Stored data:
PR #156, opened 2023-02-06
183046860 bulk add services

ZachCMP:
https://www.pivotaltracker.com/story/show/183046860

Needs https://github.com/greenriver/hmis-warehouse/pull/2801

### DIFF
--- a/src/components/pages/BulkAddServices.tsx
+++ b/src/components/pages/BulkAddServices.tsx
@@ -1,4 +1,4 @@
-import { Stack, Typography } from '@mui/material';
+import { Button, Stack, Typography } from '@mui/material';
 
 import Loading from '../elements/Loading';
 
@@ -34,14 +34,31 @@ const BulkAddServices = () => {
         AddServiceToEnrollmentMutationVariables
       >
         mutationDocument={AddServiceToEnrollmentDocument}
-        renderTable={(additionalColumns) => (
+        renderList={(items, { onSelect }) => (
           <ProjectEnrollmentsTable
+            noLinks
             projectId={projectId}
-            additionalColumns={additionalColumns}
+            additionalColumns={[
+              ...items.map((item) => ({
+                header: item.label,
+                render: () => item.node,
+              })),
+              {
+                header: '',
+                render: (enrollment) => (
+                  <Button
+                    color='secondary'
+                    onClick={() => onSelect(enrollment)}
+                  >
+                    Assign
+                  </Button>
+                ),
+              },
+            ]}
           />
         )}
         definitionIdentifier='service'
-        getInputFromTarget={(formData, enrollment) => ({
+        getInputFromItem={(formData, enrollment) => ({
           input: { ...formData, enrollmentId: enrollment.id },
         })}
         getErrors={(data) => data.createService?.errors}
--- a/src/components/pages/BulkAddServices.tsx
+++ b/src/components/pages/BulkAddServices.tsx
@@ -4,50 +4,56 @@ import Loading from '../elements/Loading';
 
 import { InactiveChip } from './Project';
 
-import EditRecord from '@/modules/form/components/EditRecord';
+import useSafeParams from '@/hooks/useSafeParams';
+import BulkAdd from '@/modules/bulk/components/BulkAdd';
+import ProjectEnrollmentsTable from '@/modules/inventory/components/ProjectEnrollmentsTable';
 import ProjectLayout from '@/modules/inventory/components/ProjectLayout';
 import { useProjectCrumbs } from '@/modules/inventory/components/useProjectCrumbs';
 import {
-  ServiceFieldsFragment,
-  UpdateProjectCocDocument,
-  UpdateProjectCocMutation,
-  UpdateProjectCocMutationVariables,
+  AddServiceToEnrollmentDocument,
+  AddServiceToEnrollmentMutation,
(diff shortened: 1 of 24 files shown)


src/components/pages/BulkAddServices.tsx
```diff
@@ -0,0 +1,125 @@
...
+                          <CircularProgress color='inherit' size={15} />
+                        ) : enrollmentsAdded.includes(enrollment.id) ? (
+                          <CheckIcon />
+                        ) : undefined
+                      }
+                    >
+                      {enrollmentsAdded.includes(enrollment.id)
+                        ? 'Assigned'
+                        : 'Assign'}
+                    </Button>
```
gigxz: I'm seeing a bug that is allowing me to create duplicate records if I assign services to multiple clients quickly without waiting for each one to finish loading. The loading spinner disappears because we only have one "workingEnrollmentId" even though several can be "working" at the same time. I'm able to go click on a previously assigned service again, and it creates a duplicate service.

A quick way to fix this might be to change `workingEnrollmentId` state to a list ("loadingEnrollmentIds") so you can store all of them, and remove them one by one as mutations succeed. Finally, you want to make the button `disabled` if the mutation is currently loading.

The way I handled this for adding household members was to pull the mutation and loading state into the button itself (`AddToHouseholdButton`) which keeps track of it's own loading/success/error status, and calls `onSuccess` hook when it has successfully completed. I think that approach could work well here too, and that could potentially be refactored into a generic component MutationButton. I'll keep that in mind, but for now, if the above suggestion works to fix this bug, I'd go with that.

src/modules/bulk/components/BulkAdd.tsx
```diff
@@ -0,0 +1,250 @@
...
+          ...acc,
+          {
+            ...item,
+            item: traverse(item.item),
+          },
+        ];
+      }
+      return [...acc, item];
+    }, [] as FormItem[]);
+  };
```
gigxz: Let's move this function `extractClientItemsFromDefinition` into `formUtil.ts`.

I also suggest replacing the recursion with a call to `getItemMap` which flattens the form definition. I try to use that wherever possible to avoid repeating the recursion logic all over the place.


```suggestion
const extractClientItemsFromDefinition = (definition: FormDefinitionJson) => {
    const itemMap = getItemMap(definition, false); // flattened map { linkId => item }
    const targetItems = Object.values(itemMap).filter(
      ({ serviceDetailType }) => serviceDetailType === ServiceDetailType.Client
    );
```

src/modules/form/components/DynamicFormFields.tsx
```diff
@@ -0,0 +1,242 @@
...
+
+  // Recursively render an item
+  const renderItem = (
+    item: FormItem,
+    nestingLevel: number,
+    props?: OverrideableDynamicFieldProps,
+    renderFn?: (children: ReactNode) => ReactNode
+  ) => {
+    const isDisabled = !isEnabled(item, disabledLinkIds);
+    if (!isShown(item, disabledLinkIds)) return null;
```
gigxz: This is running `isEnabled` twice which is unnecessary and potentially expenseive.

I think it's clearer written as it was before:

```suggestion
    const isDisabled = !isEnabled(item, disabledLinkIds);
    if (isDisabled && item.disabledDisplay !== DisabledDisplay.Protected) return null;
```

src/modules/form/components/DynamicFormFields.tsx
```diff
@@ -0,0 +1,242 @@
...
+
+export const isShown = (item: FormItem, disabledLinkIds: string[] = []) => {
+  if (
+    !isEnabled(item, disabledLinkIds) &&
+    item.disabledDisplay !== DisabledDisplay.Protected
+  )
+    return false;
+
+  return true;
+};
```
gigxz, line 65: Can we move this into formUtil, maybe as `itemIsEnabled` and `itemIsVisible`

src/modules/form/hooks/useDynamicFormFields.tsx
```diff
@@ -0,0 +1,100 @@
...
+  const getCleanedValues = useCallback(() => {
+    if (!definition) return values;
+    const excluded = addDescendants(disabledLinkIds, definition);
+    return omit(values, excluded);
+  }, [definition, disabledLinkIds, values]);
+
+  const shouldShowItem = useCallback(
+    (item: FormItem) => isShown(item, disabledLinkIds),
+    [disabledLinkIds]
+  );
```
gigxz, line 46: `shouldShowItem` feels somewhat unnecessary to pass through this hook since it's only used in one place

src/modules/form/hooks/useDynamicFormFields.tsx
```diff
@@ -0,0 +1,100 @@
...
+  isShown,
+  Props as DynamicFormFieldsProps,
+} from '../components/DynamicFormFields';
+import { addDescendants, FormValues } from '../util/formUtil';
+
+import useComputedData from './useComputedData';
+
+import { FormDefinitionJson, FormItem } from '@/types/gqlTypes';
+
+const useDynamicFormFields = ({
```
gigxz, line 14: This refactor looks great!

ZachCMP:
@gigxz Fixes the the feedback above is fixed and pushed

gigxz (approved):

The problem: An exact reproduction of all the entries above is the expected answer.

Completed exercise:
PR #156, opened 2023-02-06
183046860 bulk add services

ZachCMP:
https://www.pivotaltracker.com/story/show/183046860

Needs https://github.com/greenriver/hmis-warehouse/pull/2801

### DIFF
--- a/src/components/pages/BulkAddServices.tsx
+++ b/src/components/pages/BulkAddServices.tsx
@@ -1,4 +1,4 @@
-import { Stack, Typography } from '@mui/material';
+import { Button, Stack, Typography } from '@mui/material';
 
 import Loading from '../elements/Loading';
 
@@ -34,14 +34,31 @@ const BulkAddServices = () => {
         AddServiceToEnrollmentMutationVariables
       >
         mutationDocument={AddServiceToEnrollmentDocument}
-        renderTable={(additionalColumns) => (
+        renderList={(items, { onSelect }) => (
           <ProjectEnrollmentsTable
+            noLinks
             projectId={projectId}
-            additionalColumns={additionalColumns}
+            additionalColumns={[
+              ...items.map((item) => ({
+                header: item.label,
+                render: () => item.node,
+              })),
+              {
+                header: '',
+                render: (enrollment) => (
+                  <Button
+                    color='secondary'
+                    onClick={() => onSelect(enrollment)}
+                  >
+                    Assign
+                  </Button>
+                ),
+              },
+            ]}
           />
         )}
         definitionIdentifier='service'
-        getInputFromTarget={(formData, enrollment) => ({
+        getInputFromItem={(formData, enrollment) => ({
           input: { ...formData, enrollmentId: enrollment.id },
         })}
         getErrors={(data) => data.createService?.errors}
--- a/src/components/pages/BulkAddServices.tsx
+++ b/src/components/pages/BulkAddServices.tsx
@@ -4,50 +4,56 @@ import Loading from '../elements/Loading';
 
 import { InactiveChip } from './Project';
 
-import EditRecord from '@/modules/form/components/EditRecord';
+import useSafeParams from '@/hooks/useSafeParams';
+import BulkAdd from '@/modules/bulk/components/BulkAdd';
+import ProjectEnrollmentsTable from '@/modules/inventory/components/ProjectEnrollmentsTable';
 import ProjectLayout from '@/modules/inventory/components/ProjectLayout';
 import { useProjectCrumbs } from '@/modules/inventory/components/useProjectCrumbs';
 import {
-  ServiceFieldsFragment,
-  UpdateProjectCocDocument,
-  UpdateProjectCocMutation,
-  UpdateProjectCocMutationVariables,
+  AddServiceToEnrollmentDocument,
+  AddServiceToEnrollmentMutation,
(diff shortened: 1 of 24 files shown)


src/components/pages/BulkAddServices.tsx
```diff
@@ -0,0 +1,125 @@
...
+                          <CircularProgress color='inherit' size={15} />
+                        ) : enrollmentsAdded.includes(enrollment.id) ? (
+                          <CheckIcon />
+                        ) : undefined
+                      }
+                    >
+                      {enrollmentsAdded.includes(enrollment.id)
+                        ? 'Assigned'
+                        : 'Assign'}
+                    </Button>
```
gigxz: I'm seeing a bug that is allowing me to create duplicate records if I assign services to multiple clients quickly without waiting for each one to finish loading. The loading spinner disappears because we only have one "workingEnrollmentId" even though several can be "working" at the same time. I'm able to go click on a previously assigned service again, and it creates a duplicate service.

A quick way to fix this might be to change `workingEnrollmentId` state to a list ("loadingEnrollmentIds") so you can store all of them, and remove them one by one as mutations succeed. Finally, you want to make the button `disabled` if the mutation is currently loading.

The way I handled this for adding household members was to pull the mutation and loading state into the button itself (`AddToHouseholdButton`) which keeps track of it's own loading/success/error status, and calls `onSuccess` hook when it has successfully completed. I think that approach could work well here too, and that could potentially be refactored into a generic component MutationButton. I'll keep that in mind, but for now, if the above suggestion works to fix this bug, I'd go with that.

src/modules/bulk/components/BulkAdd.tsx
```diff
@@ -0,0 +1,250 @@
...
+          ...acc,
+          {
+            ...item,
+            item: traverse(item.item),
+          },
+        ];
+      }
+      return [...acc, item];
+    }, [] as FormItem[]);
+  };
```
gigxz: Let's move this function `extractClientItemsFromDefinition` into `formUtil.ts`.

I also suggest replacing the recursion with a call to `getItemMap` which flattens the form definition. I try to use that wherever possible to avoid repeating the recursion logic all over the place.


```suggestion
const extractClientItemsFromDefinition = (definition: FormDefinitionJson) => {
    const itemMap = getItemMap(definition, false); // flattened map { linkId => item }
    const targetItems = Object.values(itemMap).filter(
      ({ serviceDetailType }) => serviceDetailType === ServiceDetailType.Client
    );
```

src/modules/form/components/DynamicFormFields.tsx
```diff
@@ -0,0 +1,242 @@
...
+
+  // Recursively render an item
+  const renderItem = (
+    item: FormItem,
+    nestingLevel: number,
+    props?: OverrideableDynamicFieldProps,
+    renderFn?: (children: ReactNode) => ReactNode
+  ) => {
+    const isDisabled = !isEnabled(item, disabledLinkIds);
+    if (!isShown(item, disabledLinkIds)) return null;
```
gigxz: This is running `isEnabled` twice which is unnecessary and potentially expenseive.

I think it's clearer written as it was before:

```suggestion
    const isDisabled = !isEnabled(item, disabledLinkIds);
    if (isDisabled && item.disabledDisplay !== DisabledDisplay.Protected) return null;
```

src/modules/form/components/DynamicFormFields.tsx
```diff
@@ -0,0 +1,242 @@
...
+
+export const isShown = (item: FormItem, disabledLinkIds: string[] = []) => {
+  if (
+    !isEnabled(item, disabledLinkIds) &&
+    item.disabledDisplay !== DisabledDisplay.Protected
+  )
+    return false;
+
+  return true;
+};
```
gigxz, line 65: Can we move this into formUtil, maybe as `itemIsEnabled` and `itemIsVisible`

src/modules/form/hooks/useDynamicFormFields.tsx
```diff
@@ -0,0 +1,100 @@
...
+  const getCleanedValues = useCallback(() => {
+    if (!definition) return values;
+    const excluded = addDescendants(disabledLinkIds, definition);
+    return omit(values, excluded);
+  }, [definition, disabledLinkIds, values]);
+
+  const shouldShowItem = useCallback(
+    (item: FormItem) => isShown(item, disabledLinkIds),
+    [disabledLinkIds]
+  );
```
gigxz, line 46: `shouldShowItem` feels somewhat unnecessary to pass through this hook since it's only used in one place

src/modules/form/hooks/useDynamicFormFields.tsx
```diff
@@ -0,0 +1,100 @@
...
+  isShown,
+  Props as DynamicFormFieldsProps,
+} from '../components/DynamicFormFields';
+import { addDescendants, FormValues } from '../util/formUtil';
+
+import useComputedData from './useComputedData';
+
+import { FormDefinitionJson, FormItem } from '@/types/gqlTypes';
+
+const useDynamicFormFields = ({
```
gigxz, line 14: This refactor looks great!

ZachCMP:
@gigxz Fixes the the feedback above is fixed and pushed

gigxz (approved):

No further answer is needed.